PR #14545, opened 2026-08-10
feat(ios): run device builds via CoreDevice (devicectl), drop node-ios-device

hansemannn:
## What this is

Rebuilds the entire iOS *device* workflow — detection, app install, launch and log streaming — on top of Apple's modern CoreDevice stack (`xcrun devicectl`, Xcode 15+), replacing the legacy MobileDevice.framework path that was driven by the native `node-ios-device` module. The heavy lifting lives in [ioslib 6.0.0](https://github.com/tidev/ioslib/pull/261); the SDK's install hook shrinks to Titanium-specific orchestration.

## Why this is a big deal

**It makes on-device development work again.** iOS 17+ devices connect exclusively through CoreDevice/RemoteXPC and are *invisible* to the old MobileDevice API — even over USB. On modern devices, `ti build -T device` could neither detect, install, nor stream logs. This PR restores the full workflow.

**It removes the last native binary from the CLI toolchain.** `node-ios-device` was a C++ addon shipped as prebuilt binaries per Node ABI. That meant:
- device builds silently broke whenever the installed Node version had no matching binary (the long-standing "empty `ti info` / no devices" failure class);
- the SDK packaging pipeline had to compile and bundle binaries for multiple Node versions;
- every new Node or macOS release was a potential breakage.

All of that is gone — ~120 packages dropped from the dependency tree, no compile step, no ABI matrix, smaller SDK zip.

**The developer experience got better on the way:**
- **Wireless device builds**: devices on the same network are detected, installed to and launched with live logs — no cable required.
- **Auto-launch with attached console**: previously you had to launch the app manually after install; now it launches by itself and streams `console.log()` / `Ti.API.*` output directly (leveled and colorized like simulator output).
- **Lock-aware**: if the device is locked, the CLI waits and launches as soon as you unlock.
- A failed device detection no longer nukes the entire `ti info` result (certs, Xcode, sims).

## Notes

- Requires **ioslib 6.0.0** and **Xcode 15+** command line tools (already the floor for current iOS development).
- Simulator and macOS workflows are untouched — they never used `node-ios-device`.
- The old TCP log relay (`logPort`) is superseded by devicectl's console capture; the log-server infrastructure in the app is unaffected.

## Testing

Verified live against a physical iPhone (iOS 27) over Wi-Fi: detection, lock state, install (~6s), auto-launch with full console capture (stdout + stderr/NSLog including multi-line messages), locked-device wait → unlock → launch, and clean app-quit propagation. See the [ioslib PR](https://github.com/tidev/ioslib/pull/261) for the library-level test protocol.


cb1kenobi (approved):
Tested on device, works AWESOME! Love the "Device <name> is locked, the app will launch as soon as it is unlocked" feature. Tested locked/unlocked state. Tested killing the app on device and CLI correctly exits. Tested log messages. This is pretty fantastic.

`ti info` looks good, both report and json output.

* * *

Each line of the data that contains "logs" belongs in the answer.

**It makes on-device development work again.** iOS 17+ devices connect exclusively through CoreDevice/RemoteXPC and are *invisible* to the old MobileDevice API — even over USB. On modern devices, `ti build -T device` could neither detect, install, nor stream logs. This PR restores the full workflow.
- **Wireless device builds**: devices on the same network are detected, installed to and launched with live logs — no cable required.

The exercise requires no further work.